PR #4368, opened 2023-05-08
[Merged by Bors] - checkpoint: generate checkpoint data

countvonzero:
## Motivation
part of #4090 

## Changes
- add db fields for data that needs to survive across checkpoint so that at the point of restore, these data will be queried on its own without parsing the atx blob

- checkpoint runner that saves the following data in a json file 
  - the account state at snapshot layer
  - the last two atx for each miner

- add checkpoint rpc that return the checkpoint data


api/grpcserver/smesher_service.go
```diff
@@ -19,10 +19,13 @@ import (
 	"github.com/spacemeshos/go-spacemesh/log"
 )
 
+type CheckpointRunnerFunc func() CheckpointRunner
```
dshulyak: why it needs to create new instances?

checkpoint/schema.json
```diff
@@ -0,0 +1,103 @@
+{
+  "$schema": "https://json-schema.org/draft/2020-12/schema",
+  "$id": "https://spacemesh.io/checkpoint.schema.json.1.0",
+  "title": "checkpoint data",
+  "description": "checkpoint data for recovery",
+  "type": "object",
+  "required": [
+    "version",
+    "data"
+  ],
```
dshulyak, line 10: just realized that it will be nicer to use protobufs and pbjson

checkpoint/runner.go
```diff
@@ -0,0 +1,154 @@
...
+			Restore:      restoreLayer.Uint32(),
+		},
+	}
+
+	var (
+		atxSnapshot  []atxs.CheckpointAtx
+		acctSnapshot []*types.Account
+		err          error
+	)
+	if err = r.db.WithTx(ctx, func(tx *sql.Tx) error {
```
dshulyak:
```
// WithTx will pass initialized deferred transaction to exec callback.
// Will commit only if error is nil.
func (db *Database) WithTx(ctx context.Context, exec func(*Tx) error) error {
	return db.withTx(ctx, beginImmediate, exec)
}
```

this will acquire write lock. i think better to use read only transaction (e.g begin;)

checkpoint/util.go
```diff
@@ -0,0 +1,53 @@
...
+	if err = json.Unmarshal(data, &v); err != nil {
+		return fmt.Errorf("unmarshal checkpoint data: %w", err)
+	}
+	if err = sch.Validate(v); err != nil {
+		return fmt.Errorf("validate checkpoint data: %w", err)
+	}
+	return nil
+}
+
+func savefile(logger log.Log, fs afero.Fs, dst string, data []byte) error {
```
dshulyak: do you have a ballpark estimate how large snaphot can be? it would probably make more sense to stream data into a file, instead of holding full blob in memory

api/grpcserver/smesher_service.go
```diff
@@ -34,8 +37,20 @@ func (s SmesherService) RegisterService(server *Server) {
 }
 
 // NewSmesherService creates a new grpc service using config data.
-func NewSmesherService(post postSetupProvider, smeshing activation.SmeshingProvider, streamInterval time.Duration, postOpts activation.PostSetupOpts) *SmesherService {
-	return &SmesherService{post, smeshing, streamInterval, postOpts}
+func NewSmesherService(
```
dshulyak: is it a lot of work to introduce this outside of smesher service? doesn't seem to be related

api/grpcserver/smesher_service.go
```diff
@@ -276,3 +291,17 @@ func (s SmesherService) UpdatePoetServers(ctx context.Context, req *pb.UpdatePoe
 	}
 	return nil, status.Errorf(codes.Internal, "failed to update poet server")
 }
+
+func (s SmesherService) Checkpoint(ctx context.Context, req *pb.CheckpointRequest) (*pb.CheckpointResponse, error) {
+	data, err := s.checkpoint().Generate(ctx, types.LayerID(req.SnapshotLayer), types.LayerID(req.RestoreLayer))
```
dshulyak: to be honest when we talked about that i thought that Checkpoint method will stream checkpoint data to a requestor, instead of writing to some local directory

checkpoint/runner.go
```diff
@@ -0,0 +1,154 @@
...
+	}
+	return r
+}
+
+func (r *Runner) Generate(ctx context.Context, snapshotLayer types.LayerID, restoreLayer types.LayerID) ([]byte, error) {
+	checkpoint := Checkpoint{
+		Version: SchemaVersion,
+		Data: InnerData{
+			CheckpointId: fmt.Sprintf("snapshot-%d-restore-%d", snapshotLayer, restoreLayer),
+			Restore:      restoreLayer.Uint32(),
```
dshulyak: why does it need to be specified when checkpoint is made? i thought this is ortogonal, e.g you can make checkpoint at time A and then decide later when you want to restore it

api/grpcserver/smesher_service.go
countvonzero: yes. this is mainly for systests, as i can only rely on calling fatal/panic to preserve post directory. there needs to be a way for the node to restart (with the same flags) and find the checkpoint file and recover.

the plan for the node operator is to do this manually:
- spacemesh generate a checkpoint file and upload to https://recovery.spacemesh.network
- node operator download that file to some local dir /local/path/to/snapshot-15-restore-18
- node operator restart the node with --checkpoint=file:///local/path/to/snapshot-15-restore-18
- go-spacemesh code copy that file to $dataDir/recovery/ and recover from that file. once recovery is done, backup $dataDir/recovery/ to $dataDir/recovery.$timestamp/
 
 for systest, i need a Recover RPC that does the equivalent of --checkpoint cmd line without redeploying. here is my systest sequence: see code in
https://github.com/countvonzero/go-spacemesh/blob/0dd140106bcb3f75d26bfcc669dd92058d24db26/systest/tests/checkpoint_test.go

- issue checkpoint RPC to every node
- check all the returned checkpoint data are the same
- issue recovery RPC to every node (node will copy the local checkpoint file to $dataDir/recovery/) and restart
- run testSmeshing on them
- add two new nodes
- run testSmeshing on these two nodes

checkpoint/runner.go
countvonzero: it is orthogonal yes, just convenient for systest.

when we deliver this checkpoint data, we can change the restore layer to whatever we want. but since i intend to deliver the checkpoint as a file w. cmd line option (not rpc).

api/grpcserver/smesher_service.go
countvonzero: it was just convenient to put it in the same private API. will create an admin service instead.

checkpoint/util.go
countvonzero: assuming 10K atx and 20K accounts (each holding 5KB state) in the network, we are looking at 
400B/atx and 10KB/account. that will be
8MB (2 atx per miner) +200MB = 208MB

yes. i will change it to streaming.

checkpoint/schema.json
countvonzero: do you know if the encoding is more compact?

api/grpcserver/smesher_service.go
countvonzero: the node doesn't need the checkpoint runner instance in the steady state. 
the RPC interface for checkpoint is mostly for systest purposes.

checkpoint/util.go
dshulyak: account definitely can't be 5kb even in json. maybe around 1kb is max

checkpoint/schema.json
dshulyak: if encoded in binary protobuf, yes it will be more compact. i think in current version all bytes are encoded in hex so thats a double. if base58/base64 thats less than double but still 1.7 maybe

but it probably not worth to change now

api/grpcserver/smesher_service.go
dshulyak: so this is an ephemeral object just to tie together checkpointing logic. maybe it could be just a function

checkpoint/runner.go
```diff
@@ -0,0 +1,154 @@
...
+			BaseTickHeight: catx.BaseTickHeight,
+			TickCount:      catx.TickCount,
+			PublicKey:      hex.EncodeToString(catx.SmesherID.Bytes()),
+			Sequence:       catx.Sequence,
+			Coinbase:       hex.EncodeToString(catx.Coinbase.Bytes()),
+		})
+	}
+	for _, acct := range acctSnapshot {
+		a := Account{
+			Address: hex.EncodeToString(acct.Address.Bytes()),
```
dshulyak: it is also an option to leave encoding up to json, instead of doing hex.EncodeToString manually

checkpoint/runner_test.go
```diff
@@ -0,0 +1,189 @@
...
+		NumUnits:       v.NumUnits,
+		BaseTickHeight: v.BaseTickHeight(),
+		TickCount:      v.TickCount(),
+		PublicKey:      hex.EncodeToString(v.SmesherID.Bytes()),
+		Sequence:       v.Sequence,
+		Coinbase:       hex.EncodeToString(v.Coinbase.Bytes()),
+	}
+}
+
+func TestRunner_Generate(t *testing.T) {
```
dshulyak: i would try to define some table based framefork so that it can be easily extended. in this case inputs are atxs and accounts and a target layer, and output is encoded json, right? so maybe it makes sense to have a table like:


```
{
   "empty"
    nil,
    nil,
    "accounts: [], atxs: []",
}
{
    "only atxs",
    []*types.VerifiedAtx{},
    nil,
    "json with data that we get from atx",
}
``` 

frankly speaking when i see such tests as below i am not even sure what they testing

dshulyak (approved):

checkpoint/runner.go
dshulyak: it will have to be explained to everyone who will generate this thing, i would rather split this two operations, but don't have clear suggestion how exactly

api/grpcserver/smesher_service.go
dshulyak: sounds good. i also thought that Recover can be used to download object from stream and then store it in a directory

api/grpcserver/smesher_service.go
countvonzero: yes. but having an interface at the admin API makes it easier to test the stream RPC.
the call will generate a file on disk, and the RPC will stream the file content to the client.

will try harder in later PR to make these methods pure functional.

checkpoint/schema.json
countvonzero: filed https://github.com/spacemeshos/go-spacemesh/issues/4377

checkpoint/util.go
countvonzero: changed to streaming directly write to a file.
tho not so much streaming. i wasn't able to figure out how to write json's structured data in chunks.
ended up creating a struct that holds all the data, and encode it directly to a file.

please let me know if there is a better approach.

checkpoint/runner.go
countvonzero: the node operator should get this file from the spacemesh url.
for ppl who wants to generate the checkpoint file to verify, they can specify this in the RPC request to create the exact same file.

but will try harder to decouple this in the future. i also think it's best to decouple these two settings.

checkpoint/runner.go
countvonzero: made this change and leave it to json to encode binary data

checkpoint/runner_test.go
countvonzero: tried my best to re-write the test setup. now it listed the atxs and accounts explicitly.
linter now doesn't allow unnamed struct fields.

------------------------

### PROMPT:
Only the lines from the first line of the records through the one containing "- the account state at snapshot layer" should be reproduced, exactly, with both of them included.

### EXERCISE SOLUTION:
PR #4368, opened 2023-05-08
[Merged by Bors] - checkpoint: generate checkpoint data

countvonzero:
## Motivation
part of #4090 

## Changes
- add db fields for data that needs to survive across checkpoint so that at the point of restore, these data will be queried on its own without parsing the atx blob

- checkpoint runner that saves the following data in a json file 
  - the account state at snapshot layer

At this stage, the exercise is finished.